Stored data entries
--- START ---
PR #10457, opened 2026-06-12
feat: Create variants that can deploy multiple copies of GuestOS to a single node

Bownairo:
Automatically configures multiple nodes for variants:
- `type4.0` (120 nodes, 2 overcommitted vCPUs, 4GB memory)
- `type4.1`
- `type4.2`
- `type4.3`
- `type4.4`


ic-os/components/setupos/install-hostos.sh
```diff
@@ -96,9 +97,30 @@ function resize_partition() {
         log_and_halt_installation_on_error "${?}" "Unable to include PV '/dev/${drive}' in VG."
     done
 
-    # Extend GuestOS LV to fill VG space
-    lvextend -i "${count}" --type striped -l +100%FREE /dev/hostlvm/guestos >/dev/null 2>&1
-    log_and_halt_installation_on_error "${?}" "Unable to extend logical volume: /dev/hostlvm/guestos"
+    local node_reward_type=$(get_config_value '.icos_settings.node_reward_type')
+
+    # Configure multiple GuestOS if type4.X
+    # TODO: Configure differently for each variant
```
Bownairo: Here we need to handle the different variants from SetupOS, and we still need to chunk up the memory/vcpus in HostOS (I hardcode lower values locally), and probably some work on the activation of the VM units.

ic-os/components/hostos/guestos/guestos@.service
```diff
@@ -0,0 +1,20 @@
+[Unit]
```
blind-oracle, line 1: Probably you can use the systemd's unit templating, like `guestos@.service` and then inside just use `%i` as a placeholder, e.g.
```
[Unit]
Description=Manage GuestOS %i virtual machine
# Not Requires, otherwise guestos will restart when libvirtd restarts
Wants=libvirtd.service
After=libvirtd.service

RequiresMountsFor=/var

[Service]
Type=notify
ExecStartPre=/bin/sh -c 'echo -e "\nStarting GuestOS %i service...\n\n" | tee /dev/tty1 > /dev/ttyS0'
ExecStartPre=/opt/ic/bin/detect-first-boot.sh
ExecStart=/opt/ic/bin/guest_vm_runner run --slot %i
ExecStartPost=/opt/ic/bin/manageboot.sh hostos confirm
Restart=always
RestartSec=60
TimeoutStopSec=130s
```

```
systemctl start guestos@1
systemctl start guestos@2
systemctl start guestos@3
...
```

This is probably easier to scale up/down too w/o hardcoding.

Bownairo: 🙌 🙌 🙌
Great idea, hopefully I can pull that together with a generator without too much trouble.

Bownairo:
This branch might get a little messier before I clean it up, while I wire everything together, the last "working" commit for the moment is 729ab5ce5ad397f6135de45a006deab0d488696a.

ic-os/components/multi-hostos/start-guestos.sh
```diff
@@ -0,0 +1,17 @@
+#!/bin/bash
+
+# This script dynamically starts "guestos@" services to create the right number of VMs per node type
+
+source /opt/ic/bin/config.sh
+
+node_reward_type=$(get_config_value '.icos_settings.node_reward_type')
+
+if [[ $node_reward_type =~ ^type4.1$ ]]; then
```
blind-oracle: Just set the COUNT in the `if`-s and later run some loop to start them?

```
for SLOT in {0..$((COUNT-1)))
do
    systemctl start guestos@${SLOT}
done
```

(out of my head, but smth like this)

frankdavid: +1

We could even merge all the systemctl starts into the same command then systemd will launch them in parallel. Something like `eval systemctl start guestos@{0..$((COUNT-1))}.service`

frankdavid:
Don't forget to update export-guestos-serial-logs.sh

Bownairo:
This now builds on the existing variants, `dev` and `prod`.

ic-os/components/monitoring/hostos/export-guestos-serial-logs.sh
```diff
@@ -1,10 +1,35 @@
...
+        s=""
+    else
+        s=$i
+    fi
+
+    tail -F "/var/log/libvirt/qemu/guestos-serial$s.log" | sed --unbuffered 's/\x1b\[[0-9;]*[a-zA-Z]//g; s/\[[0-9]\+;[0-9;]*m//g' | systemd-cat -t "guestos-serial$s" -p info &
+done
+
+# And the upgrade VM
 tail -F /var/log/libvirt/qemu/upgrade-guestos-serial.log | sed --unbuffered 's/\x1b\[[0-9;]*[a-zA-Z]//g; s/\[[0-9]\+;[0-9;]*m//g' | systemd-cat -t upgrade-guestos-serial -p info &
```
frankdavid: I think we should have N upgrade GuestOS-s. For example, if multiple GuestVM-s start upgrading at once, each will need a separate Upgrade VM.

ic-os/components/hostos/guestos/start-guestos.sh
```diff
@@ -0,0 +1,25 @@
...
+    type4.2) COUNT=8 ;;
+    type4.3) COUNT=4 ;;
+    type4.4) COUNT=2 ;;
+    *) COUNT=1 ;;
+esac
+
+# If not a type4 node, fall to the default GuestOS flow
+if ((COUNT == 1)); then
+    systemctl start guestos.service || true
+    exit 0
```
frankdavid, line 22: Why are you masking the error? (same below)

rs/ic_os/networking/deterministic_ips/src/lib.rs
```diff
@@ -81,6 +81,27 @@ pub fn calculate_deterministic_mac(
     [0x6a, index, hash[0], hash[1], hash[2], hash[3]].into()
 }
 
+pub fn calculate_multi_deterministic_mac(
+    mgmt_mac: &MacAddr6,
+    deployment_environment: DeploymentEnvironment,
+    slot: u8,
```
frankdavid: I think it wouldn't be a bad idea to also include the node type here, it'd be necessary to support multiple upgrade guestos-s.

rs/ic_os/os_tools/guest_vm_runner/src/guest_vm_config.rs
```diff
@@ -31,6 +33,8 @@ pub struct GuestOSTemplateProps {
     pub console_log_path: String,
     pub vm_memory: u32,
     pub nr_of_vcpus: u32,
+    pub topology: Topology,
+    pub cid: Option<u32>,
```
frankdavid: Could you add a comment or a prefix like `vsock_cid`?

rs/ic_os/os_tools/guest_vm_runner/src/guest_vm_config.rs
```diff
@@ -178,30 +204,64 @@ pub(crate) fn vm_resources(_config: &HostOSConfig) -> (String, u32, u32) {
     ("kvm".to_string(), DEFAULT_VM_MEMORY_GIB, DEFAULT_VM_VCPUS)
 }
 
-pub fn vm_domain_name(guest_vm_type: GuestVMType) -> &'static str {
+fn split_resources_for_type_4(
+    config: &HostOSConfig,
+    memory: u32,
+    vcpus: u32,
+) -> (u32, u32, Topology) {
```
frankdavid: Can you add a method comment and say what the u32 values are? (or alternatively you can also add the comments inline like 
```
) -> (/*memory*/u32, /*vcpus*/u32...)
```
if the rust formatter is happy with it.

rs/ic_os/os_tools/guest_vm_runner/src/guest_vm_config.rs
```diff
@@ -178,30 +204,64 @@ pub(crate) fn vm_resources(_config: &HostOSConfig) -> (String, u32, u32) {
...
+            nr_of_sockets: 2,
+            nr_of_cores: vcpus / 4,
+            nr_of_threads: 2,
+        },
+    };
+
+    (memory, vcpus, topology)
+}
+
+pub fn vm_domain_name(guest_vm_type: GuestVMType, slot: Option<u8>) -> String {
```
frankdavid: same comments here as above regarding N upgrade VMs

rs/ic_os/os_tools/guest_vm_runner/src/guest_vm_config.rs
```diff
@@ -178,30 +204,64 @@ pub(crate) fn vm_resources(_config: &HostOSConfig) -> (String, u32, u32) {
...
     match guest_vm_type {
-        GuestVMType::Default => Path::new(DEFAULT_SERIAL_LOG_PATH),
-        GuestVMType::Upgrade => Path::new(UPGRADE_SERIAL_LOG_PATH),
+        GuestVMType::Default => PathBuf::from(format!("{DEFAULT_SERIAL_LOG_PATH}{slot_suffix}")),
+        GuestVMType::Upgrade => PathBuf::from(UPGRADE_SERIAL_LOG_PATH.to_string()),
     }
 }
 
 #[cfg(all(test, not(feature = "skip_default_tests")))]
 mod tests {
```
frankdavid, line 280: Don't you want to add some tests for the new logic?

rs/ic_os/os_tools/guest_vm_runner/src/main.rs
```diff
@@ -1053,6 +1063,7 @@ mod tests {
                     .unwrap(),
                 ),
                 guest_vm_type,
+                guest_vm_slot: None,
```
frankdavid: Maybe 1-2 test cases here?

rs/ic_os/os_tools/guest_vm_runner/templates/guestos_vm_template.xml
```diff
@@ -191,7 +191,11 @@
       <alias name='console1'/>
     </console>
     <vsock model='virtio'>
+  {%- if cid.is_some() %}
```
frankdavid: optional nit: you can use `if let Some(cid) = cid` even in the template

rs/ic_os/os_tools/guest_vm_runner/src/guest_vm_config.rs
```diff
@@ -22,6 +22,8 @@ const DEFAULT_VM_MEMORY_GIB: u32 = 480;
 const DEFAULT_VM_VCPUS: u32 = 64;
 const UPGRADE_VM_MEMORY_GIB: u32 = 4;
 
+const VIR_VSOCK_GUEST_CID_MIN: u32 = 3;
```
frankdavid, line 27: Can you add a note that this must be the same as in the vsock code?

rs/ic_os/vsock/vsock_lib/src/host/server.rs
```diff
@@ -3,6 +3,7 @@ use crate::protocol::{Request, Response, parse_request};
 use std::io::{Error, ErrorKind, Read, Result, Write};
 use vsock::{VMADDR_CID_ANY, VsockAddr, VsockListener, VsockStream};
 
+const VIR_VSOCK_GUEST_CID_MIN: u32 = 3;
```
frankdavid, line 8: Can you add a note that this must be the same as in the guest runner?

ic-os/components/monitoring/hostos/monitor-guestos.service
frankdavid, line 8: You may have to update the logic in `monitor-guestos.sh`.

ic-os/components/hostos/guestos/guestos@.service
frankdavid, line 1: Can we deduplicate this and `guestos.service`?

ic-os/components/hostos/guestos/start-guestos.sh
Bownairo: Sometimes the services fail initially, mostly due to trying to schedule so many VMs at once. The restart logic gets them there in a few attempts, and I didn't want to have this service go down if one of them didn't make it. I think skipping the check instead is a better fit, what do you think?

rs/ic_os/os_tools/guest_vm_runner/templates/guestos_vm_template.xml
Bownairo: Very cool!

ic-os/components/hostos/guestos/guestos@.service
Bownairo: I'm still trying to work out a good way to get the `slot` information across without disrupting the default flow too much. (Right now passing `slot` also switches to the new IP format.)

I'm thinking maybe `--slot 0` can be for the default case, and multi VMs could always use 1-n? I don't think there's a good way to pass this info to the service start 😕.

ic-os/components/hostos/guestos/start-guestos.sh
frankdavid: Could you add this as a comment? If we know at which point the guestos fails to start, it'd be nice to handle the failure at a lower level (at the exact point where it happens) - log+retry or even better: fix the code such that multiple instances don't cause problems.

rs/ic_os/networking/deterministic_ips/src/lib.rs
```diff
@@ -214,4 +217,75 @@ mod test {
...
+            DeploymentEnvironment::Mainnet,
+            NodeType::UpgradeGuestOS,
+            241,
+        );
+        let slaac = mac.calculate_slaac(prefix).unwrap();
+        assert_eq!(slaac, expected_ip);
+    }
+
+    #[test]
+    fn multi_slaac_similarities() {
```
frankdavid, line 241: Could you add a test that ensures that multi mac with slot = 0 == single mac? (at least I'd hope that's the case)

rs/ic_os/os_tools/guest_vm_runner/src/main.rs
```diff
@@ -1083,7 +1087,7 @@ mod tests {
                 systemd_notifier,
                 termination_token,
                 libvirt_connection: self.libvirt_connection.clone(),
-                vm_domain_name: vm_domain_name(guest_vm_type, None).to_string(),
+                vm_domain_name: vm_domain_name(guest_vm_type, slot).to_string(),
```
frankdavid: `vm_domain_name` already returns `String` so `to_string()` is unnecessary

rs/ic_os/os_tools/guest_vm_runner/src/main.rs
```diff
@@ -1039,7 +1039,11 @@ mod tests {
         /// Starts a VM service in the background.
         /// This roughly corresponds to invoking `run_guest_vm()` in prod code.
         /// The returned instance can be used to interact with the newly started service.
-        fn start_service(&self, guest_vm_type: GuestVMType) -> TestServiceInstance {
+        fn start_service(
+            &self,
+            guest_vm_type: GuestVMType,
+            slot: Option<u8>,
```
frankdavid: Here and elsewhere: do you think it's possible to declare slot as never empty? On "normal" nodes with a single Guest VM, it'd just take slot 0. Then we wouldn't need to differentiate between None and Some(0).

frankdavid: So even the systemd service name could be guestos0 just like the first guestos on a multi-guestos system.

rs/ic_os/os_tools/guest_vm_runner/src/main.rs
```diff
@@ -1250,10 +1254,36 @@ mod tests {
...
+
+        let mut service1 = fixture.start_service(GuestVMType::Default, Some(0));
+        service1.wait_for_systemd_ready().await;
+
+        let mut service2 = fixture.start_service(GuestVMType::Default, Some(64));
+        service2.wait_for_systemd_ready().await;
+
+        // Assert that both VMs are running
+        service1.check_vm_running().unwrap();
+        service2.check_vm_running().unwrap();
```
frankdavid, line 1284: Consider adding a check that they use their own disk.

ic-os/components/hostos/guestos/guestos@.service
Bownairo: I took a shot at this, what do you think?

rs/ic_os/networking/deterministic_ips/src/lib.rs
Bownairo: This wasn't the case, but now with how I've re-worked things, it's part of the type.

rs/ic_os/os_tools/guest_vm_runner/src/main.rs
Bownairo: This is now wrapped up with the new type.

basvandijk (approved):

ic-os/testing/reload_icos.sh
frankdavid, line 1: Could you add a check at the beginning that the host only has 1 GuestOS? The behavior may be unexpected when there are multiple GuestOS-s, I think it's better to just not support it and let the user know the error until we support it properly. You could also add a TODO to support multi-hosts in the quick deployment tool. We'd have to add a parameter for the guestos slot.

rs/ic_os/config/types/src/lib.rs
```diff
@@ -343,6 +344,30 @@ pub struct FixedIpv6Config {
...
+            0 => VmSlot::Plain,
+            v => VmSlot::Multi(NonZeroU8::new(v).unwrap()),
+        }
+    }
+}
+
+impl fmt::Display for VmSlot {
+    fn fmt(&self, f: &mut fmt::Formatter) -> fmt::Result {
+        match self {
+            VmSlot::Plain => write!(f, ""),
```
frankdavid: nit: it's a bit weird to have empty output for Display

rs/ic_os/config/types/src/lib.rs
```diff
@@ -343,6 +344,30 @@ pub struct FixedIpv6Config {
     pub gateway: Ipv6Addr,
 }
 
+#[derive(Copy, Clone)]
+pub enum VmSlot {
```
frankdavid, line 348: Is there a benefit in special-casing single guestos ("plain") machines?

rs/ic_os/os_tools/guest_vm_runner/src/guest_vm_config.rs
```diff
@@ -168,6 +161,11 @@ pub fn generate_vm_config(
 
     metrics.set_hugepages_enabled(guest_vm_type, use_hugepages);
 
+    let vsock_cid = match guest_vm_slot {
+        VmSlot::Plain => None,
+        VmSlot::Multi(v) => Some(Into::<u8>::into(v) as u32 + VIR_VSOCK_GUEST_CID_MIN),
```
frankdavid: nit: probably easier to just call `v.get()` instead of `Into::<u8>::into(v) `

rs/ic_os/os_tools/guest_vm_runner/src/guest_vm_config.rs
```diff
@@ -241,27 +239,28 @@ fn split_resources_for_type_4(
     (memory, vcpus, topology)
 }
 
-pub fn vm_domain_name(guest_vm_type: GuestVMType, slot: Option<u8>) -> String {
-    let slot_suffix = slot.map(|v| v.to_string()).unwrap_or_default();
+pub fn vm_domain_name(guest_vm_type: GuestVMType, slot: VmSlot) -> String {
     match guest_vm_type {
-        GuestVMType::Default => format!("{DEFAULT_GUEST_VM_DOMAIN_NAME}{slot_suffix}"),
-        GuestVMType::Upgrade => format!("{UPGRADE_GUEST_VM_DOMAIN_NAME}{slot_suffix}"),
+        GuestVMType::Default => format!("{DEFAULT_GUEST_VM_DOMAIN_NAME}{slot}"),
```
frankdavid: nit: Using `Display` for this feels somewhat brittle and highly coupled (see my comment above about producing empty string for plain slots)

rs/ic_os/os_tools/guest_vm_runner/src/main.rs
```diff
@@ -464,17 +466,17 @@ impl GuestVmService {
         )
         .context("Could not initialize SEV certificate provider")?;
 
+        let device_string = format!("{GUESTOS_DEVICE}{guest_vm_slot}");
```
frankdavid: nit: since now we construct the device as a local, we could construct a `PathBuf` directly (this was not possible before with the `GUESTOS_DEVICE` constant because `Path::new` is not `const`).

rs/ic_os/os_tools/guest_vm_runner/src/main.rs
```diff
@@ -993,6 +996,16 @@ mod tests {
                 .to_string()
         }
 
+        fn get_disk_path(&self) -> String {
+            let domain = self.get_domain();
+            let vm_config = domain.get_xml_desc(0).unwrap();
+            Regex::new("<source dev='([^']+)'/>")
+                .unwrap()
+                .captures(&dbg!(vm_config))
```
frankdavid: do you need this `dbg!` here?

rs/ic_os/config/types/src/lib.rs
Bownairo: Agreed, I picked a different fn, `to_suffix`, to use instead.

rs/ic_os/config/types/src/lib.rs
Bownairo: I have it so that a "plain" machines (maybe "standalone"? I don't really like the "plain".) still use the normal MAC/IP addressing, with the `68` prefix. For multi machines we use `78` with the extra slot space. I wanted it so that all existing machines don't change address, and all cloud engine machines on a single node share the same MAC/IP format.

rs/ic_os/os_tools/guest_vm_runner/src/main.rs
Bownairo: Is this what you had in mind?

rs/ic_os/os_tools/guest_vm_runner/src/main.rs
Bownairo: No, thank you 😅.

frankdavid (approved):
--- END ---
■ Problem to solve
Among the lines of the data, identify those with the word "machines". Copy each of them.

■ Worked solution
frankdavid, line 348: Is there a benefit in special-casing single guestos ("plain") machines?
Bownairo: I have it so that a "plain" machines (maybe "standalone"? I don't really like the "plain".) still use the normal MAC/IP addressing, with the `68` prefix. For multi machines we use `78` with the extra slot space. I wanted it so that all existing machines don't change address, and all cloud engine machines on a single node share the same MAC/IP format.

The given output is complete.